(Dataset entries)
PR #3184, opened 2024-02-22
Add is_bash in SshShell to flag the posix system without bash support

lubaihua33:
Rack manager server doesn't support bash. When try_connect, the stdout_content has "Unknown syntax: cmd" string. So, I add is_bash in SshShell to flag the system like Rack manager server. 
When it needs minimal shell type, if not is_bash, the function generate_run_command needs to be overridden. This part change can refer to https://github.com/microsoft/lisa/pull/2908

### DIFF
--- a/lisa/util/shell.py
+++ b/lisa/util/shell.py
@@ -267,6 +267,9 @@ class SshShell(InitializableMixin):
         else:
             self.is_posix = True
             shell_type = spur.ssh.ShellTypes.sh
+            # it doesn't support bash. Use minimal shell type
+            if stdout_content and "Unknown syntax" in stdout_content:
+                shell_type = spur.ssh.ShellTypes.minimal
 
         sock = self._establish_jump_boxes(
             address=self.connection_info.address,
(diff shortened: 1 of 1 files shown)


lisa/util/shell.py
```diff
@@ -261,12 +261,15 @@ def _initialize(self, *args: Any, **kwargs: Any) -> None:
...
         stdout.close()
 
+        self.is_bash = True
         if stdout_content and "Windows" in stdout_content:
             self.is_posix = False
             shell_type = WindowsShellType()
         else:
             self.is_posix = True
             shell_type = spur.ssh.ShellTypes.sh
+            if stdout_content and "Unknown syntax" in stdout_content:
```
squirrelsc, line 271: How about assign shell_type to minimal here, and use the variable called `_shell_type`?

lubaihua33: _shell_type is used for?
I have added some changes, but have an error. I'm not sure how to fix that, can you help?

squirrelsc: If the selected shell type doesn't need to be used in next lines, it doesn't need have a variable.

lisa/util/shell.py
```diff
@@ -267,6 +267,14 @@ def _initialize(self, *args: Any, **kwargs: Any) -> None:
         else:
             self.is_posix = True
             shell_type = spur.ssh.ShellTypes.sh
+            # it doesn't support bash. Use minimal shell type
+            if stdout_content and "Unknown syntax" in stdout_content:
+                shell_type = spur.ssh.ShellTypes.minimal
+                func_type = type(spur.ssh.ShellTypes.minimal.generate_run_command)
+                shell_type.generate_run_command = func_type(
```
squirrelsc: The mypy error is caused by the shell_type is not an instance. So the replacement of generate_run_command should happen after `self._inner_shell = spurplus.SshShell(spur_ssh_shell=spur_ssh_shell, sftp=sftp)`. The `self._inner_shell` is an instance.

lubaihua33: Thank you Chi. I have added the changes.

lubaihua33: Thank you Chi. I have added the changes.

squirrelsc (approved):

goenkam:
This works for the Overlake case, can we merge. 

image

PR #3185, opened 2024-02-23
Bicep - enable it by default

LiliDeng:


squirrelsc (approved):

LiliDeng:
will merge once internal code is ready

PR #3187, opened 2024-02-26
add resource_group_managed_by support in runbook, prepare for RG-scoped roles

paxue:


lisa/sut_orchestrator/azure/common.py
```diff
@@ -1344,6 +1346,7 @@ def check_or_create_resource_group(
     cloud: Cloud,
     resource_group_name: str,
     location: str,
+    managed_by: str,
```
squirrelsc: Give a default value `""`. So it doesn't need to be provided, if it's not needed.

lisa/sut_orchestrator/azure/common.py
```diff
@@ -1356,9 +1359,16 @@ def check_or_create_resource_group(
...
+                managed_by_para = None
+            else:
+                log.info(f"Using managed_by resource group： '{managed_by}'")
+                managed_by_para = managed_by
+
             with global_credential_access_lock:
                 rm_client.resource_groups.create_or_update(
-                    resource_group_name, {"location": location}
+                    resource_group_name,
+                    {"location": location, "managed_by": managed_by_para},
```
squirrelsc: The dict can be assigned to a variable firstly, so you can base on if managed_by is set or not to update the dict.

lisa/sut_orchestrator/azure/common.py
```diff
@@ -1356,9 +1359,19 @@ def check_or_create_resource_group(
         if not az_shared_rg_exists:
             log.info(f"Creating Resource group: '{resource_group_name}'")
 
+            if managed_by == "":
```
squirrelsc:
```python
rg_properties = {"location": location}
if managed_by:
  log.debug(f"Using managed_by resource group: '{managed_by}'")
  rg_properties["managed_by"] = managed_by
```

LiliDeng:
I have tested it, no regression issue found.

squirrelsc:
@LiliDeng LGTM

LiliDeng (approved):

PR #3190, opened 2024-02-27
Add no_redundancy_vm_tags to Azure Platform

adityagesh:
Add no_redundancy_vm_tags to add VM tags when availability_type is set as none in Azure platform

### DIFF
--- a/lisa/sut_orchestrator/azure/common.py
+++ b/lisa/sut_orchestrator/azure/common.py
@@ -695,6 +695,7 @@ class AvailabilityArmParameter:
     availability_set_tags: Dict[str, str] = field(default_factory=dict)
     availability_set_properties: Dict[str, Any] = field(default_factory=dict)
     availability_zones: List[int] = field(default_factory=list)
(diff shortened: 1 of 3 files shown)


lisa/sut_orchestrator/azure/arm_template.json
```diff
@@ -375,7 +376,7 @@
             },
             "name": "[parameters('nodes')[copyIndex('vmCopy')]['name']]",
             "location": "[parameters('nodes')[copyIndex('vmCopy')]['location']]",
-            "tags": "[parameters('vm_tags')]",
+            "tags": "[union(parameters('vm_tags'), variables('no_redundancy_vm_tags'))]",
```
squirrelsc: For this change, make it ready before calling into arm template. It doesn't need to union in the arm template.

LiliDeng: please check #3163 , I will send the notification mail ASAP.

PR #3195, opened 2024-03-01
Make data_path nullable

kamalca:
Making data_path nullable will allow us to add it to a runbook without specifying a default value.


squirrelsc:
@LiliDeng LGTM

LiliDeng (approved):

PR #3200, opened 2024-03-07
Implement package cleanup

adityagesh:
Implement package cleanup for Linux.


adityagesh:
Used in https://github.com/microsoft/lisa/pull/3094

squirrelsc (approved):

PR #3202, opened 2024-03-07
Use sudo with cat /etc/waagent.conf

kanchansenlaskar:
This change fixes the InfinibandSuite.verify_hpc_over_sriov test.
The change is tested with image: microsoftcblmariner cbl-mariner cbl-mariner-2 2.20240301.01

### DIFF
--- a/lisa/sut_orchestrator/azure/tools.py
+++ b/lisa/sut_orchestrator/azure/tools.py
@@ -115,7 +115,9 @@ class Waagent(Tool):
         waagent_conf_file = self._get_waagent_conf_path()
 
         config = {}
-        cfg = self.node.tools[Cat].run(waagent_conf_file, force_run=force_run).stdout
+        cfg = self.node.tools[Cat].read(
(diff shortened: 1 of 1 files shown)


lisa/sut_orchestrator/azure/tools.py
```diff
@@ -115,7 +115,11 @@ def _get_configuration(self, force_run: bool = False) -> Dict[str, str]:
         waagent_conf_file = self._get_waagent_conf_path()
 
         config = {}
-        cfg = self.node.tools[Cat].run(waagent_conf_file, force_run=force_run).stdout
+        cfg = (
+            self.node.tools[Cat]
+            .run(waagent_conf_file, force_run=force_run, sudo=True)
+            .stdout
+        )
```
LiliDeng, line 120: thanks for the fix, could you please use `cat.read`

kanchansenlaskar: done

LiliDeng (approved):

PR #3272, opened 2024-04-22
add logic to assert truncation logic

feng-j678:
[x] add logic to assert truncation_logic in some images, this allowed lisa to pass the below example images. the truncation logic is recent lpe change we deployed to handle vm agent json deserialization error. 
image

running bvt on image: marketplace_image:redhat rhel 8-lvm 8.5.2022031405
image

### DIFF
--- a/microsoft/testsuites/vm_extensions/linux_patch_extension.py
+++ b/microsoft/testsuites/vm_extensions/linux_patch_extension.py
@@ -55,7 +55,10 @@ def _verify_vm_agent_running(node: Node, log: Logger) -> None:
 
 
 def _assert_status_file_result(status_file: Any) -> None:
-    if status_file["error"]["code"] == "PACKAGE_LIST_TRUNCATED":
+    if (
+        len(status_file["error"]["details"]) > 0
+        and status_file["error"]["details"][0]["code"] == "PACKAGE_LIST_TRUNCATED"
+    ):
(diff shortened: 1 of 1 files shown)


microsoft/testsuites/vm_extensions/linux_patch_extension.py
```diff
@@ -54,6 +54,21 @@ def _verify_vm_agent_running(node: Node, log: Logger) -> None:
     ).is_true()
 
 
+def _assert_status_file_result(status_file: Any) -> None:
+    if status_file["error"]["code"] == "PACKAGE_LIST_TRUNCATED":
```
LiliDeng: can we check the status code in a loop instead of waiting the operations till time out? since I found when it is in CompletedWithWarnings situation, we have to wait till time out, it costs 1.5 hours.

https://github.com/microsoft/lisa/blob/b17820284813f1d656a4b6814cffca004ffd160f/microsoft/testsuites/vm_extensions/linux_patch_extension.py#L144

feng-j678: I ran bvt on image marketplace_image:redhat rhel 8-lvm 8.5.2022031405, it didn't take up to 1.5hours, however if we do encounter a failure, then it will take up to 1.5hour.

LiliDeng (approved):

PR #3273, opened 2024-04-24
mariner: install perf tool from kernel-tools

LiliDeng:


lisa/tools/perf.py
```diff
@@ -31,12 +31,9 @@ def _install(self) -> bool:
...
             )
-            if (
-                isinstance(self.node.os, Redhat)
-                or isinstance(self.node.os, CentOs)
-                or isinstance(self.node.os, CBLMariner)
-                or isinstance(self.node.os, Suse)
-            ):
+            if isinstance(self.node.os, CBLMariner):
+                self.node.os.install_packages("kernel-tools")
+            elif isinstance(self.node.os, (CentOs, Redhat, Suse)):
```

• WORK TASK:
Gather up, from the records above, each line where the word "union" appears.

• RESPONSE TO THIS TASK:
+            "tags": "[union(parameters('vm_tags'), variables('no_redundancy_vm_tags'))]",
squirrelsc: For this change, make it ready before calling into arm template. It doesn't need to union in the arm template.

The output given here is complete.